The physX looks cool, but it doesnt really change the enjoyment of the game for me though.
Which is basically the problem. Some games have used PhysX for physics, but most have it primarily for eye-candy only. In addition, it's been perfectly fast on console
CPUs, using Altivec (note that Jaguar has AVX--not quite as good in general, but maybe good enough). Games with non-configurable use of PhysX, because they're doing gameplay-integral physics with it, are the minority, and not what helps give PhysX its bad rep.
Physics can be tightly coupled to other computational needs of the engine, so waiting some 10^5 to 10^7 cycles is just not acceptable. Both previous gen consoles had the same sort of latency issues as our video cards do, even though the XB360 had a unified RAM setup.
The solution to physics is better CPUs, and better usage of them. On PCs, AVX2 holds far more promise than anything over on the GPU. Eventually, the CPU will be a fully heterogeneous device, with SISD and MIMD side by side, sharing an ISA (AVX2 being the first practical step for x86). For now, with GPU and CPU as separate entities, better to improve things on the CPU side, so that the major limits are cache and RAM access only. LLC could be 50 cycles, RAM 100-200 cycles, the GPU 1000+ cycles (much longer to actually push to or pull from GPU RAM, which physics will need to do, and longer if going over PCI-e, though pinning down a particular value would be difficult), and so on, not even counting any software overhead.

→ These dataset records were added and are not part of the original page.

PR #217, opened 2023-01-27
new in prev. 12 months

### LINKED ISSUE #216: Remove strict reliance on optional files
# Issue

The per-participant panels and 'new' genes inputs are required in the current format, even though they should be optional

---

### Problem

A JSON describing the panels to use per participant cannot be None, else the final stage will fail. 

### Solution

Allow this file to be missing, and if so, don't do any gene-list filtering (with no personalised listings, all genes used are relevant to all families). 

Additionally, allow individual participants to be missing from that lookup, in which case only the default panel for the analysis will be used. 

---

### Problem

AIP can use a nominated folder to store data from previous runs. Panel details for each run are cached to this folder. With each run the current panel details are compared to the most recent previous run to determine which genes are 'new'. If this file is missing completely, all genes are treated as new.

### Solution

Permit this to be missing, in which case don't treat any genes as being 'new' - the alternate case is to treat everything as new, which is crap. 

### Discussion?

The 'pre-panelapp.json' file bundled with this codebase represents a VCGS-specific implementation of when genes should be 'new', that is not expected to apply to all other deployments. Instead of using this to determine when a gene is new, don't use the new mechanic at all. 

An alternative would be to always use this VCGS data, or to choose a specific version of the mendeliome as a default base.

### LINKED ISSUE #218: Removal-From-Panel Bug
Due to the way we are now aggregating data from previous runs, we can have unwanted spillage from prior runs. For Panel Data this 'prior data' will contain each gene previously seen for a given cohort and all panels it has been seen on.

```
{
    ENSG1243: {
        panels: [
            1, 
            12, 
            123
        ]
...
```

We use this list of prior panels to [check if the gene is `new`](https://github.com/populationgenomics/automated-interpretation-pipeline/blob/main/reanalysis/query_panelapp.py#L110-L111) on a panel, and then there's a bug where the [full list of panels](https://github.com/populationgenomics/automated-interpretation-pipeline/blob/main/reanalysis/query_panelapp.py#L137) is annotated into the current run's data, even if it is **no longer present** on a panel. 

```
if gene X was on panel A and B, the prior data will contain both A and B as prior panels.

If gene X is no longer associated with panel A, curators will remove it.

A new Query run will find gene X on Panel B, but the prior data will lead to both A and B being associated.

If a participant is phenotype-matched to Panel A, and they have variants in Gene X, those will be 
inappropriately shown in the report, even though curators have removed the association
``` 

This should be solve-able by better segregating the old & new data. The cause of this is lazily building all current and prior data into the current object, then saving that as the new historic data.

I feel like the PanelApp query script is sagging under too many ideas being glued on top of each other, and could do with a refactor

## Solution

* Separate out the Current run's data from the Historic data
* Historic should accumulate all panels for each gene
* Current run should take only data from the current run's panels

MattWellie:
# Fixes

  - Closes #216
  - Closes #218
  - Panels json non essential

## Proposed Changes

  - In the absence of a 'previous' gene list or historic data, Cat. 2 uses a diff between now and 12 months ago as a default behaviour (# months configurable)
  - simplifies the historic format down to `{GENE: [list, of panels], }`
  - simplifies the VCGS pre-panelapp data to reflect this
  - 

## Notes

Querying now for the Mendeliome now vs. 12 months ago only results in 7 new genes

Comparison with now vs. the pre-panelapp mendeliome - 681 new genes

Not a like-for-like comparison, just leaving that as a note

## Checklist

- [x] Related Issue created
- [x] Linting checks pass


reanalysis/query_panelapp.py
```diff
@@ -189,6 +196,84 @@ def read_panels_from_participant_file(panel_json: str) -> set[int]:
...
+    iterate through its associated activities
+    return the panel version which was closest to 12 months ago
+
+    or return None, i.e. if the panel is not >= 12 months old
+
+    Returns:
+        a version string from 12 months prior
+    """
+
+    date_threshold = datetime.today() - relativedelta(years=1)
```
cassimons, line 211: Can we (now or in the future) make this configurable to be either X months old or from a specific date?  I am not worried if you add the logic now or merge as is then include this down the track.

cassimons (approved):
LGTM.  If we can make the time delta configurable at some point that would be grand - but that can wait.

reanalysis/query_panelapp.py
MattWellie: Doable! I'll stick something in the conf to have 'months' - `relativedelta` works fine with any number of months, not capped at 12

MattWellie:
Test run ongoing
https://batch.hail.populationgenomics.org.au/batches/420854

MattWellie:
Fixes a bug with the prior match-case statement where "monoallelic, autosomal..." wouldn't match to "monoallelic" because of the comma. Now includes a complete punctuation strip prior to the split

PR #222, opened 2023-02-02
Lenient de novo toggle

### LINKED ISSUE #171: Split male and female X-inheritance into two separate methods
Currently the X-Chrom inheritance models are functional, but not very modifiable. There's so many conditional clauses that the code is tough reading, and will be tough to maintain if required. 

Instead, fragment these into a Male and a Female version - e.g. the X-Recessive MOI model will be the result of running [x-recessive male, x-recessive female]

That would negate the need to do sequential checks for male and female participants, or for bunching together male het & hom with female hom, etc.

### LINKED ISSUE #194: Insufficient Flexibility RE: variant caller specific fields
Slack with Miah - e.g. the Phasing field [`PS` we're using](https://github.com/brentp/cyvcf2/issues/31) is alternatively present as `PGT` and `PID` in [GATK](https://gatk.broadinstitute.org/hc/en-us/community/posts/360057608491-What-is-the-physical-phasing-)

Also, try and find out why we're generating this as PS - is it to do with Picard relationship testing as part of the pipeline?

### LINKED ISSUE #221: Sneak in home-brewed Prob. Likelihoods where missing
The de novo functionality we are using requires the presence of PL scores with each variant call, especially the WT calls. For at least one collaborator this is missing, as the data is cleaned down to GQ only, to reduce the data footprint.

Discussion - for the limited purpose of the de novo finder calculation, where we detect that PL scores are missing, should we substitute our own based on the derived GQ?

Doesn't feel robustly scientific...

As a thought experiment, we could check in an arbitrary variant whether the WT calls have associated PL values - if they are _missing_, replace PL entries across the whole callset with a GQ-linked dummy value;

```
# take the first variant
mt1 = mt.head(1)

# filter to real homref calls (i.e. not ./. missing)
mt1 = mt1.filter_entries(mt1.GT.is_hom_ref())

# pull out all the PL values and check for missing
do_replacement = None in mt1.entries().PL.collect()

if do_replacement:
    blah blah blah
```

we can do a case-replacement, e.g. having stand-in replacement values for GQ 0-10, 11-20, 21-30..., so the PLs added in aren't a complete fabrication.

Just a thought on how this could work if we want to rescue de novos from missing PL scores

### LINKED ISSUE #223: Make Support Great Again
Variants which are only assigned 'CategorySupport' are sidelined in the report, only showing up as a hyperlink in an annotation column. 

Alter the MOI logic so that both sides of a comp het always show up on the report independently.

do this without undermining our aversion to giving too much weight to support variants (e.g. don't accept them under dominant MOIs, or under a recessive MOI as Homozygotes)

### LINKED ISSUE #224: Cat. 2 issue
MOI tests use delayed filtering to reduce Cat 2 (new gene-disease assc.) variants

When Cat. 2 flags are assigned to a variant, this is done cohort-wide. Once successful MOIs are found, these are back-filtered: `If this gene is not new for this participant, i.e. not new one one of the phenotype matched panels, remove the cat 2 flag`

This runs into an issue as the partner variant is not checked in comp-het scenarios. e.g. 

```
Var 1 and Var 2 are in the same gene, marked as Cat 2

Var 1 is also a Cat 1

These variants form a reciprocal comp-het, so they are added as 2 events, one in each orientation

When we reach the filtering stage, assuming that the gene is not new *for this participant*:

The comp-het with Var 1 as a primary will have the Cat 2 stripped off, and still has Cat1 assigned, so it is retained (even though Var 2 should not have any assigned category)

The comp-het with Var 2 as a primary has the Cat 2 stripped off, and no category remains on the primary variant, so it is dropped.
```

This could be remedied with a fairly complex re-casting of the Cat 2 annotation as a 'sample' category:

- During the hail stage, read the panelapp and phenotype-matched panel data
- Assemble a gene-indexed dictionary where the values are all samples for which this gene is new
- Annotated the sample IDs as the Cat 2 label instead of a boolean value that has to be double checked later.

For large cohorts that might not be a great solution... If a new gene is added in a core panel, that label could contain thousands of sample IDs compressed into a string. Bad. Also Hail dictionaries can take ages to build and query.

Alternate: When reading the variant from the VCF, translate the Cat 2 field into this structure instead of just keeping a boolean. For each variant:

- if the sample has a Cat 2 flag:
- find all samples IDs which have at least one alt allele and are affected
- find out which of these samples (if any) this gene will be 'new' for
- store the category 2 label as 'categorysample2', containing only the samples where they could be considered a participant and this is a new gene

To be completely honest I'm not sure this situation has arisen yet, but if it does it will be an issue

MattWellie:
# Fixes

  - Closes #221
  - Closes #194 
  - Closes #171
  - Closes #223 
  - Closes #224 - Instead of the previous approach of passing all variants, then filtering back to what is appropriate for each sample, I'm manipulating the Cat2 (new) flag. In Hail this remains a cohort-wide flag, binary. In the MOI testing phase we check which panels the relevant gene is new in. If the gene is new in the 'core' panel (Mendeliome), this remains a boolean, as it applies to all samples. If it is new in a phenotype-matched panel, the categoryboolean2 flag becomes a categorysample2 flag containing the samples for which that gene should be treated as new. That way, when we test 'is this variant classified for this sample', we accept either the boolean or the sample approach with no further downstream changes.

## Proposed Changes

  - Throws in a few ideas, not sure all of them need to make it in...
  - Changes the base build for the Dockerfile, this is required, but not linked to a specific PR
  - Adds a new config entry - `conf:filter:lenient_de_novo`. I tried subbing in the super-naïve de novo calculation, but it's just not very good... Instead, this will insert mocked PL values for any HomRef calls, which lets the Hail builtin de novo caller work  on the RGP dataset. That behaviour means that the 'lenient_de_novo' name tag is probably not appropriate... Before tweaking the config key name it's probably best to decide if we would ever want this, or if the mock PL inserted is actually responsive to the GQ value, e.g. having different mock PLs to insert which actually represent a realistic value at GQ < 10, 10-20, 20-30... which would still generate realistic results from the involved de novo calling process
  - Will we ever use this other than through the externally called RGP data? Is this going to be useful for MSFT/Broad to run on their own datasets?
  - Reverts the sites only VCF method to something that works 🙃 - **maybe revisit this**
  - Phase logic works with PID/PGT, instead of only working with PS; this solves another issue with the RGP data
  - Submitters to be filtered out of Clinvar entires now altered by config - e.g. if we want to remove Broad submissions from this dataset
  - Alters Comp-Het test to allow a supporting variant to pass through if it pairs with a 'full' category - this means both will be represented in full in the report
  - Splits out MOI tests to better compartmentalise the logic (i.e. XDominant, XRecessiveMale, XFemaleHom, XRecessiveFemale are all split out into separate methods, each concerning only the relevant model). This means that the filtering logic can be less absurd. Still absurd, just less so. Likely to have some segregation issues, e.g. if a variant is hemi in a male and Hom in an unaffected female, the segregation will no longer spot this.
  - Massive changes to the Cat2 logic (see `Fixes`)
 
## Checklist

- [x] Related Issue created
- [x] Linting checks pass


cassimons (commented):
Copy pasta from slack:
Looking at the PR it seems you are substituting in a fixed PL of `[0, 200, 1000]`. Reminding myself of the GQ formula, would it be feasible to substitute that for `[0, $GQ, 1000]` ?
I think this would then be very close to what we would have if we had the original PLs (with a slight penalty from the GQ capping at 99).

cassimons (approved):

If they can do it on the GPU this time around (quite possible, the since the latency for a direct implementation will only be a bit more than that of RAM accesses), and actually benefit from that in some given game (for some games, it will hurt FPS, and the CPU will get used, anyway--8 CMP cores with 128-bit AVX support should not be scoffed at), don't expect that to transfer back to your PC. If it even could, it would only do so for a limited number of AMD APUs. Amdahl's law only works trivially, as described, if all operations, including all data accesses, take the same amount of time, and if youdon't care how long it takes to complete a work unit (see Gunther's Law). If you end up waiting on the other device for longer than is reasonable to set up rendering for a given frame, no amount of GFLOPS is good enough--it could complete the work instantly, from your POV, and still be too slow.